*Listed entries*:
- Opening Delimiter -

PR #58, opened 2015-10-26
Regex restriction for uniqueValues

danfruehauf:
Allow restricting uniqueValues with a regex. By default allow only
layers with a _map suffix.

### DIFF
--- a/src/extension/layer-filters/src/main/java/au/org/emii/geoserver/extensions/filters/LayerFiltersService.java
+++ b/src/extension/layer-filters/src/main/java/au/org/emii/geoserver/extensions/filters/LayerFiltersService.java
@@ -40,6 +40,7 @@ import java.util.Set;
 public class LayerFiltersService {
 
     private Catalog catalog;
+    private List<String> uniqueValuesAllowedRegex = null;
 
     @Autowired
     private ServletContext context;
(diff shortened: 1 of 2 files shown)


danfruehauf:
Why not, why not...

danfruehauf:
Ah yes, I've not tested this yet ;)

danfruehauf:
Bring postgres down to its knees by issuing:
```
$ curl -v "http://po.aodn.org.au/geoserver/wms?request=uniqueValues&service=layerFilters&version=1.0.0&workspace=imos&layer=argo_profile_data&propertyName=project_name"
```

After this PR is merged, we can actually deny those things. By default they will be denied.

BTW, tested, works fine.

danfruehauf:
Solves the main problem that is described at https://github.com/aodn/internal_discussions/issues/130 (number 1)

jkburges:
So, if this is merged, do we need to do some cheffing to retain current portal functionality? Or not...

danfruehauf:
> So, if this is merged, do we need to do some cheffing to retain current portal functionality? Or not...

See:
https://github.com/aodn/geoserver-build/pull/58/files#diff-87eb6f9fd68dc28ebdd0c46b1ee98857R27

The default is to allow all `uniqueValues` on all layers with a `_map` suffix, on any variable and in any workspace.

danfruehauf:
So, no, no need to play with chef, unless this changes for any reason. I'll talk to IMAS though to let them know of this new behaviour, so Mark is not surprised.

danfruehauf:
@markhepburn FYI - `uniqueValues` will be allowed only on layers with a `_map` suffix by default.

danfruehauf:
Rebased after #60.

- Closing Delimiter -

Nothing in the material may change; reproduce it all.

PR #58, opened 2015-10-26
Regex restriction for uniqueValues

danfruehauf:
Allow restricting uniqueValues with a regex. By default allow only
layers with a _map suffix.

### DIFF
--- a/src/extension/layer-filters/src/main/java/au/org/emii/geoserver/extensions/filters/LayerFiltersService.java
+++ b/src/extension/layer-filters/src/main/java/au/org/emii/geoserver/extensions/filters/LayerFiltersService.java
@@ -40,6 +40,7 @@ import java.util.Set;
 public class LayerFiltersService {
 
     private Catalog catalog;
+    private List<String> uniqueValuesAllowedRegex = null;
 
     @Autowired
     private ServletContext context;
(diff shortened: 1 of 2 files shown)


danfruehauf:
Why not, why not...

danfruehauf:
Ah yes, I've not tested this yet ;)

danfruehauf:
Bring postgres down to its knees by issuing:
```
$ curl -v "http://po.aodn.org.au/geoserver/wms?request=uniqueValues&service=layerFilters&version=1.0.0&workspace=imos&layer=argo_profile_data&propertyName=project_name"
```

After this PR is merged, we can actually deny those things. By default they will be denied.

BTW, tested, works fine.

danfruehauf:
Solves the main problem that is described at https://github.com/aodn/internal_discussions/issues/130 (number 1)

jkburges:
So, if this is merged, do we need to do some cheffing to retain current portal functionality? Or not...

danfruehauf:
> So, if this is merged, do we need to do some cheffing to retain current portal functionality? Or not...

See:
https://github.com/aodn/geoserver-build/pull/58/files#diff-87eb6f9fd68dc28ebdd0c46b1ee98857R27

The default is to allow all `uniqueValues` on all layers with a `_map` suffix, on any variable and in any workspace.

danfruehauf:
So, no, no need to play with chef, unless this changes for any reason. I'll talk to IMAS though to let them know of this new behaviour, so Mark is not surprised.

danfruehauf:
@markhepburn FYI - `uniqueValues` will be allowed only on layers with a `_map` suffix by default.

danfruehauf:
Rebased after #60.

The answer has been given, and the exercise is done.